Refeeding syndrome can be an issue for people whose bodies are in starvation mode. The specialists could explain it better than me, but essentially returning to a fed state provokes a metabolic response that can cause electrolytes to crash / go haywire. It can not only make you feel awful, but in severe cases it can be very serious. I had to follow a refeeding protocol twice during this crisis, for two separate spells after over a week without TPN. So even when nutrition arrives it must be delivered carefully. With all the chaos that is occurring, this is yet another risk that this crisis provoked.

The Impact of Using Multi-Chamber (Off the Shelf) Bags

Like everyone else who administers their own TPN, I had face-to-face training. Mine took place both in hospital and at home taught by specialist nurses. The procedures involved are lengthy and the protocol must be followed carefully each time for asepsis to be maintained. Asepsis helps protect us from harmful bacteria that could otherwise enter our bloodstream and cause serious harm. I was ‘signed off’ on each procedure multiples times over before being left to attempt it alone. I also had ‘dummy runs’ before using my own line and bags.

Off the shelf bags are not just replacements sans vitamins and trace elements. As the individual elements cannot be controlled, they mean a change to the carefully calibrated prescriptions outlined above. The bags have different manufacturers, different ingredients, different infusion ports and ‘chambers’ to be broken for manual mixing of ingredients. I wasn’t taught to do any of this. Yet I was confronted it, with no one available to demonstrate in person.

These bags were arriving after a week of no TPN, in my opinion the risks of these unfamiliar bags are elevated when you are utterly exhausted, weak and concentration is poor. Previously when some of my usual bags arrived after a week of nothing, I made two mistakes and this was with bags I’ve used 100’s of times, I hadn’t realised how poor my attention had become.
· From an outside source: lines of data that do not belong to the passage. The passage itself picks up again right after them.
Issue #534, opened 2016-09-17
Feature Request: Support for Docker Health Checks when bumping a task definition revision


CpuID:
Currently ECS utilises ELB/ALB health checks to verify when a task is ready to accept traffic, and also when it is safe to terminate additional tasks as part of a rolling replacement/upgrade when bumping a task definition revision (to align with the service deployment configuration parameters).

Would it be possible when an ELB is not in use for an ECS service, to also look at the Docker health check status? There are some scenarios when you may not want an ELB in use, but need to gracefully rolling replace the containers as part of an upgrade.

Details on the feature introduced in Docker 1.12.x:

https://docs.docker.com/engine/reference/builder/#/healthcheck
https://docs.docker.com/engine/reference/run/#/healthcheck

CpuID:
@samuelkarp any feedback re this request?

samuelkarp:
@CpuID Thanks for the feature request!  I'm interested in as much detail as you (or anyone else also interested in this) can provide, as that helps us both prioritize and make sure we're actually addressing the use-cases appropriately.

Some thoughts on what you've provided already:
* Docker does not implement a health check policy yet (it was rejected in their initial discussions), but defining policies (what to do when the health check fails) is required for the behavior that you're looking for.  Are the types of settings that ELB/ALB health checks already support (timeout, interval, healthy threshold, unhealthy threshold) sufficient, or are you looking for something different?
* You're asking about services here, but ECS also supports one-off tasks.  Would you also want a health check to be performed/enforced for those tasks?
* For a service that does have a load balancer, would you want both the load balancer health check and the Docker health check to be enforced?  If you want both and one health check fails but the other succeeds, how important is it to know which health check failed?

CpuID:
@samuelkarp thanks for the response.

Replies inline below:

> Docker does not implement a health check policy yet (it was rejected in their initial discussions), but defining policies (what to do when the health check fails) is required for the behavior that you're looking for. Are the types of settings that ELB/ALB health checks already support (timeout, interval, healthy threshold, unhealthy threshold) sufficient, or are you looking for something different?

I think those thresholds that exist for an ALB/ELB currently are perfectly sufficient for most requirements for now.

> You're asking about services here, but ECS also supports one-off tasks. Would you also want a health check to be performed/enforced for those tasks?

[...]

PR #1141, opened 2017-12-12
Enable container health check

richardpen:
### Summary

Enable docker container health check in the agent and report container health metrics to backend

### Testing

New tests cover the changes: 

### Licensing

### DIFF
--- a/agent/api/container.go
+++ b/agent/api/container.go
@@ -48,8 +48,6 @@ type DockerConfig struct {
 	HostConfig *string `json:"hostConfig"`
 	// Version specifies the docker client API version to use
 	Version *string `json:"version"`
-	// HealthCheck is the configuration of docker health check
-	HealthCheck *string `json:"healthCheck,omitempty"`
 }
 
 // HealthStatus contains the health check result returned by docker
--- a/agent/api/container.go
+++ b/agent/api/container.go
@@ -32,15 +32,19 @@ const (
 	// that specifies that the log driver should be authenticated using the
 	// execution role
 	awslogsAuthExecutionRole = "ExecutionRole"
+
+	// dockerHealthCheckType is the type of container health check provided by docker
+	dockerHealthCheckType = "docker"
 )
 
 // DockerConfig represents additional metadata about a container to run. It's
 // remodeled from the `ecsacs` api model file. Eventually it should not exist
 // once this remodeling is refactored out.
 type DockerConfig struct {
-	Config     *string `json:"config"`
-	HostConfig *string `json:"hostConfig"`
-	Version    *string `json:"version"`
+	Config      *string `json:"config"`
+	HostConfig  *string `json:"hostConfig"`
+	Version     *string `json:"version"`
+	HealthCheck *string `json:"healthCheck,omitempty"`
 }
 
 // Container is the internal representation of a container in the ECS agent
@@ -65,11 +69,14 @@ type Container struct {
 	Overrides              ContainerOverrides          `json:"overrides"`
 	DockerConfig           DockerConfig                `json:"dockerConfig"`
 	RegistryAuthentication *RegistryAuthenticationData `json:"registryAuthentication"`
-
+	HealthCheckType        string                      `json:"healthCheckType,omitempty"`
+	// HealthStatus is the status of container health check
+	HealthStatus ContainerHealthStatus `json:"healthStatus,omitempty"`
+	// LastHealthKnownTime is the time when the container health status changed
+	LastHealthKnownTime time.Time `json:"lastUpdatedTime,omitempty"`
 	// LogsAuthStrategy specifies how the logs driver for the container will be
 	// authenticated
 	LogsAuthStrategy string
-
 	// lock is used for fields that are accessed and updated concurrently
 	lock sync.RWMutex
 
@@ -457,4 +464,10 @@ func (c *Container) GetLabels() map[string]string {
 	defer c.lock.RUnlock()
 
 	return c.labels
+}
+
+// HealthCheckShouldBeReported returns true if the health check is defined in
+// the task definition
+func (c *Container) HealthCheckShouldBeReported() bool {
+	return c.HealthCheckType == dockerHealthCheckType
 }
--- a/agent/api/container.go
+++ b/agent/api/container.go
@@ -20,6 +20,7 @@ import (
 	"time"
 
 	"github.com/aws/amazon-ecs-agent/agent/credentials"
+	"github.com/aws/aws-sdk-go/aws"
 )
 
 const (
@@ -47,6 +48,18 @@ type DockerConfig struct {
 	HealthCheck *string `json:"healthCheck,omitempty"`
 }
 
+// HealthStatus contains the health check result returned by docker
+type HealthStatus struct {
+	// Status is the container health status
+	Status ContainerHealthStatus `json:"status,omitempty"`
+	// Since is the timestamp when container health status changed
+	Since *time.Time `json:"statusSince,omitempty"`
+	// ExitCode is the exitcode of health check if failed
+	ExitCode int `json:"exitCode,omitempty"`
+	// Output is the output of health check
+	Output string `json:"output,omitempty"`
+}
+
 // Container is the internal representation of a container in the ECS agent
 type Container struct {
 	// Name is the name of the container specified in the task definition
@@ -70,10 +83,8 @@ type Container struct {
 	DockerConfig           DockerConfig                `json:"dockerConfig"`
 	RegistryAuthentication *RegistryAuthenticationData `json:"registryAuthentication"`
 	HealthCheckType        string                      `json:"healthCheckType,omitempty"`
-	// HealthStatus is the status of container health check
-	HealthStatus ContainerHealthStatus `json:"healthStatus,omitempty"`
-	// LastHealthKnownTime is the time when the container health status changed
-	LastHealthKnownTime time.Time `json:"lastUpdatedTime,omitempty"`
+	// Health contains the health check information of
+	Health HealthStatus `json:"health,omitempty"`
 	// LogsAuthStrategy specifies how the logs driver for the container will be
 	// authenticated
 	LogsAuthStrategy string
@@ -470,4 +481,38 @@ func (c *Container) GetLabels() map[string]string {
 // the task definition
 func (c *Container) HealthCheckShouldBeReported() bool {
 	return c.HealthCheckType == dockerHealthCheckType
+}
+
+// SetHealthStatus sets the container health status
+func (c *Container) SetHealthStatus(health HealthStatus) {
+	c.lock.Lock()
+	defer c.lock.Unlock()
+
+	if c.Health.Status == health.Status {
+		return
+	}
+
+	c.Health.Status = health.Status
+	c.Health.Since = aws.Time(time.Now())
+	c.Health.Output = health.Output
+
+	// Set the health exit code if the health check failed
+	if c.Health.Status == ContainerUnhealthy {
+		c.Health.ExitCode = health.ExitCode
+	}
+}
+
+// GetHealthStatus returns the container health information
+func (c *Container) GetHealthStatus() HealthStatus {
+	c.lock.RLock()
+	defer c.lock.RUnlock()
+
+	// Copy the pointer to avoid race condition
+	copyHealth := c.Health
+
+	if c.Health.Since != nil {
+		copyHealth.Since = aws.Time(*c.Health.Since)
+	}
+
+	return copyHealth
 }
--- a/agent/api/container.go
+++ b/agent/api/container.go
@@ -42,9 +42,13 @@ const (
 // remodeled from the `ecsacs` api model file. Eventually it should not exist
 // once this remodeling is refactored out.
 type DockerConfig struct {
-	Config      *string `json:"config"`
-	HostConfig  *string `json:"hostConfig"`
-	Version     *string `json:"version"`
+	// Config is the configuration used to create container
+	Config *string `json:"config"`
+	// HostConfig is the configuration of container related to host resource
+	HostConfig *string `json:"hostConfig"`
+	// Version specifies the docker client API version to use
+	Version *string `json:"version"`
+	// HealthCheck is the configuration of docker health check
 	HealthCheck *string `json:"healthCheck,omitempty"`
 }
 
@@ -68,23 +72,37 @@ type Container struct {
 	Image string
 	// ImageID is the local ID of the image used in the container
 	ImageID string
-
-	Command                []string
-	CPU                    uint `json:"Cpu"`
-	Memory                 uint
-	Links                  []string
-	VolumesFrom            []VolumeFrom  `json:"volumesFrom"`
-	MountPoints            []MountPoint  `json:"mountPoints"`
-	Ports                  []PortBinding `json:"portMappings"`
-	Essential              bool
-	EntryPoint             *[]string
-	Environment            map[string]string           `json:"environment"`
-	Overrides              ContainerOverrides          `json:"overrides"`
-	DockerConfig           DockerConfig                `json:"dockerConfig"`
+	// Command is the command to run in the container which is specified in the task definition
+	Command []string
+	// CPU is the cpu limitation of the container which is specified in the task definition
+	CPU uint `json:"Cpu"`
+	// Memory is the memory limitation of the container which is specified in the task definition
+	Memory uint
+	// Links contains a list of containers to link, corresponding to docker option: --link
+	Links []string
+	// VolumesFrom contains a list of container's volume to use, corresponding to docker option: --volumes-from
+	VolumesFrom []VolumeFrom `json:"volumesFrom"`
+	// MountPoints contains a list of volume mount paths
+	MountPoints []MountPoint `json:"mountPoints"`
+	// Ports contains a list of ports binding configuration
+	Ports []PortBinding `json:"portMappings"`
+	// Essential denotes whether the container is essential or not
+	Essential bool
+	// EntryPoint is entrypoint of the container, corresponding to docker option: --entrypoint
+	EntryPoint *[]string
+	// Environment is the environment variable set in the container
+	Environment map[string]string `json:"environment"`
+	// Overrides contains the configuration to override of a container
+	Overrides ContainerOverrides `json:"overrides"`
+	// DockerConfig is the configuration used to create the container
+	DockerConfig DockerConfig `json:"dockerConfig"`
+	// RegistryAuthentication is the auth data used to pull image
 	RegistryAuthentication *RegistryAuthenticationData `json:"registryAuthentication"`
-	HealthCheckType        string                      `json:"healthCheckType,omitempty"`
-	// Health contains the health check information of
-	Health HealthStatus `json:"health,omitempty"`
+	// HealthCheckType is the mechnism to use for the container health check
+	// currently it only supports 'DOCKER'
+	HealthCheckType string `json:"healthCheckType,omitempty"`
+	// Health contains the health check information of container health check
+	Health HealthStatus `json:"-"`
 	// LogsAuthStrategy specifies how the logs driver for the container will be
 	// authenticated
 	LogsAuthStrategy string
@@ -477,9 +495,9 @@ func (c *Container) GetLabels() map[string]string {
 	return c.labels
 }
 
-// HealthCheckShouldBeReported returns true if the health check is defined in
+// HealthStatusShouldBeReported returns true if the health check is defined in
 // the task definition
-func (c *Container) HealthCheckShouldBeReported() bool {
+func (c *Container) HealthStatusShouldBeReported() bool {
 	return c.HealthCheckType == dockerHealthCheckType
 }
 
@@ -511,7 +529,7 @@ func (c *Container) GetHealthStatus() HealthStatus {
 	copyHealth := c.Health
 
 	if c.Health.Since != nil {
-		copyHealth.Since = aws.Time(*c.Health.Since)
+		copyHealth.Since = aws.Time(aws.TimeValue(c.Health.Since))
 	}
 
 	return copyHealth
--- a/agent/api/container_test.go
+++ b/agent/api/container_test.go
@@ -168,3 +168,36 @@ func TestSetupExecutionRoleFlag(t *testing.T) {
 		})
 	}
 }
+
+func TestSetHealtStatus(t *testing.T) {
+	container := Container{}
+
+	// set the container status to be healthy
+	container.SetHealthStatus(HealthStatus{Status: ContainerHealthy, Output: "test"})
+	health := container.GetHealthStatus()
+	assert.Equal(t, health.Status, ContainerHealthy)
+	assert.Equal(t, health.Output, "test")
+	assert.NotEmpty(t, health.Since)
+
+	// set the health status again shouldn't update the timestamp
+	container.SetHealthStatus(HealthStatus{Status: ContainerHealthy})
+	health2 := container.GetHealthStatus()
+	assert.Equal(t, health2.Status, ContainerHealthy)
+	assert.Equal(t, health2.Since, health.Since)
+
+	// change the container health status
+	container.SetHealthStatus(HealthStatus{Status: ContainerUnhealthy, ExitCode: 1})
+	health3 := container.GetHealthStatus()
+	assert.Equal(t, health3.Status, ContainerUnhealthy)
+	assert.Equal(t, health3.ExitCode, 1)
+	assert.NotEqual(t, health3.Since, health2.Since)
+}
+
+func TestHealthCheckShouldBeReported(t *testing.T) {
+	container := Container{}
+	assert.False(t, container.HealthCheckShouldBeReported(), "Health status of container that does not have HealthCheckType set should not be reported")
+	container.HealthCheckType = dockerHealthCheckType
+	assert.True(t, container.HealthCheckShouldBeReported(), "Health status of container that has docker HealthCheckType set should be reported")
+	container.HealthCheckType = "unknown"
+	assert.False(t, container.HealthCheckShouldBeReported(), "Health status of container that has non-docker HealthCheckType set should not be reported")
+}
--- a/agent/api/container_test.go
+++ b/agent/api/container_test.go
@@ -16,6 +16,7 @@ package api
 import (
 	"fmt"
 	"testing"
+	"time"
 
 	"github.com/aws/amazon-ecs-agent/agent/utils"
 	"github.com/fsouza/go-dockerclient"
@@ -185,6 +186,9 @@ func TestSetHealtStatus(t *testing.T) {
 	assert.Equal(t, health2.Status, ContainerHealthy)
 	assert.Equal(t, health2.Since, health.Since)
 
+	// the sleep is to ensure the different of the two timestamp returned by time.Now()
+	// is big enough to pass asser.NotEqual
+	time.Sleep(10 * time.Millisecond)
 	// change the container health status
 	container.SetHealthStatus(HealthStatus{Status: ContainerUnhealthy, ExitCode: 1})
 	health3 := container.GetHealthStatus()
--- a/agent/api/container_test.go
+++ b/agent/api/container_test.go
@@ -193,11 +193,11 @@ func TestSetHealtStatus(t *testing.T) {
 	assert.NotEqual(t, health3.Since, health2.Since)
 }
 
-func TestHealthCheckShouldBeReported(t *testing.T) {
+func TestHealthStatusShouldBeReported(t *testing.T) {
 	container := Container{}
-	assert.False(t, container.HealthCheckShouldBeReported(), "Health status of container that does not have HealthCheckType set should not be reported")
+	assert.False(t, container.HealthStatusShouldBeReported(), "Health status of container that does not have HealthCheckType set should not be reported")
 	container.HealthCheckType = dockerHealthCheckType
-	assert.True(t, container.HealthCheckShouldBeReported(), "Health status of container that has docker HealthCheckType set should be reported")
+	assert.True(t, container.HealthStatusShouldBeReported(), "Health status of container that has docker HealthCheckType set should be reported")
 	container.HealthCheckType = "unknown"
-	assert.False(t, container.HealthCheckShouldBeReported(), "Health status of container that has non-docker HealthCheckType set should not be reported")
+	assert.False(t, container.HealthStatusShouldBeReported(), "Health status of container that has non-docker HealthCheckType set should not be reported")
 }
--- a/agent/api/containerstatus.go
+++ b/agent/api/containerstatus.go
@@ -43,9 +43,9 @@ const (
 const (
 	// ContainerHealthUnknown is the initial status of container health
 	ContainerHealthUnknown ContainerHealthStatus = iota
-	// ContainerHealthy represents the container health check returned healthy
+	// ContainerHealthy represents the status of container health check when returned healthy
 	ContainerHealthy
-	// ContainerUnhealthy represents the container health check failed
+	// ContainerUnhealthy represents the status of container health check when returned unhealthy
 	ContainerUnhealthy
 )
 
@@ -150,7 +150,7 @@ func (cs *ContainerStatus) UnmarshalJSON(b []byte) error {
 	}
 	if b[0] != '"' || b[len(b)-1] != '"' {
 		*cs = ContainerStatusNone
-		return errors.New("ContainerStatus must be a string or null; Got " + string(b))
+		return errors.New("container status unmarshal: status must be a string or null; Got " + string(b))
 	}
 	strStatus := string(b[1 : len(b)-1])
 	// 'UNKNOWN' and 'DEAD' for Compatibility with v1.0.0 state files
@@ -166,7 +166,7 @@ func (cs *ContainerStatus) UnmarshalJSON(b []byte) error {
 	stat, ok := containerStatusMap[strStatus]
 	if !ok {
 		*cs = ContainerStatusNone
-		return errors.New("Unrecognized ContainerStatus")
+		return errors.New("container status unmarshal: unrecognized status")
 	}
 	*cs = stat
 	return nil
@@ -182,31 +182,26 @@ func (cs *ContainerStatus) MarshalJSON() ([]byte, error) {
 
 // UnmarshalJSON overrides the logic for parsing the JSON-encoded container health data
 func (healthStatus *ContainerHealthStatus) UnmarshalJSON(b []byte) error {
+	*healthStatus = ContainerHealthUnknown
+
 	if strings.ToLower(string(b)) == "null" {
-		*healthStatus = ContainerHealthUnknown
 		return nil
 	}
-
 	if b[0] != '"' || b[len(b)-1] != '"' {
-		*healthStatus = ContainerHealthUnknown
-		return errors.New("ContainerHealthStatus must be a string or null; Got " + string(b))
+		return errors.New("container health status unmarshal: status must be a string or null; Got " + string(b))
 	}
+
 	strStatus := string(b[1 : len(b)-1])
-	if strStatus == "UNKNOWN" {
-		*healthStatus = ContainerHealthUnknown
-		return nil
-	}
-	if strStatus == "HEALTHY" {
+	switch strStatus {
+	case "UNKNOWN":
+	case "HEALTHY":
 		*healthStatus = ContainerHealthy
-		return nil
-	}
-
-	if strStatus == "UNHEALTHY" {
+	case "UNHEALTHY":
 		*healthStatus = ContainerUnhealthy
-		return nil
+	default:
+		return errors.New("container health status unmarshal: unrecognized status: " + string(b))
 	}
-
-	return errors.New("Unrecognized container health status: " + string(b))
+	return nil
 }
 
 // MarshalJSON overrides the logic for JSON-encoding the ContainerHealthStatus type
--- a/agent/api/containerstatus.go
+++ b/agent/api/containerstatus.go
@@ -194,6 +194,7 @@ func (healthStatus *ContainerHealthStatus) UnmarshalJSON(b []byte) error {
 	strStatus := string(b[1 : len(b)-1])
 	switch strStatus {
 	case "UNKNOWN":
+	// The health status is already set to ContainerHealthUnknown initially
 	case "HEALTHY":
 		*healthStatus = ContainerHealthy
 	case "UNHEALTHY":
--- a/agent/api/containerstatus.go
+++ b/agent/api/containerstatus.go
@@ -40,8 +40,20 @@ const (
 	ContainerZombie
 )
 
+const (
+	// ContainerHealthUnknown is the initial status of container health
+	ContainerHealthUnknown ContainerHealthStatus = iota
+	// ContainerHealthy represents the container health check returned healthy
+	ContainerHealthy
+	// ContainerUnhealthy represents the container health check failed
+	ContainerUnhealthy
+)
+
 // ContainerStatus is an enumeration of valid states in the container lifecycle
 type ContainerStatus int32
+
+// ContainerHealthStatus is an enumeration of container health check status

Added to this, I was under huge pressure to use the MCB bags, I desperately needed TPN, and going another day without because of uncertainty about safety of the bags seemed unthinkable, yet if my safety was compromised the result could be fatal. I think the combination of unfamiliar practices, exhaustion including its cognitive effects and the pressure to go ahead regardless is potentially disastrous. I had one bag where only one chamber broke and it took 15 mins to break the other, so lipids and amino acids were mixing well before the glucose. I had no idea whether this was fine or not. I had a bag with a port almost impossible to piece resulting in a ragged leaking connection to my line. For one of the manufacturers, info I needed was not available due to a professional account wall, yet I was the person doing the connection.

Final Thoughts: Impact on Trust

That fact that contamination was found in the production area took a fortnight to come to light. That this was not readily disclosed has in some ways contributed to my loss of trust more than the finding itself. There is something wrong with my gut. There is nothing wrong with my ability to understand this information and that contamination found in the aseptic production area is different from contamination reaching the TPN bags (which was not found). We have a lot of experience and should be treated as such. If transparency and honesty are missing, how can I be expected to trust, far less place my life in their hands. We rely on the manufactures. I feel there is a lack of respect for and/or a disconnect from the reality that – though we neither pay them or contract them directly – we the end users carry all the risk and consequences should something go wrong, therefore we are the most important people to answer to. Simply put: we have a right to know.

While I do not hold a lot of faith that it will occur, once the priority of restoring bespoke TPN prescriptions to all patients is met, I hope there will be a full enquiry into how the crisis was handled and the impact on each patient, particularly days without TPN and hospitalisations.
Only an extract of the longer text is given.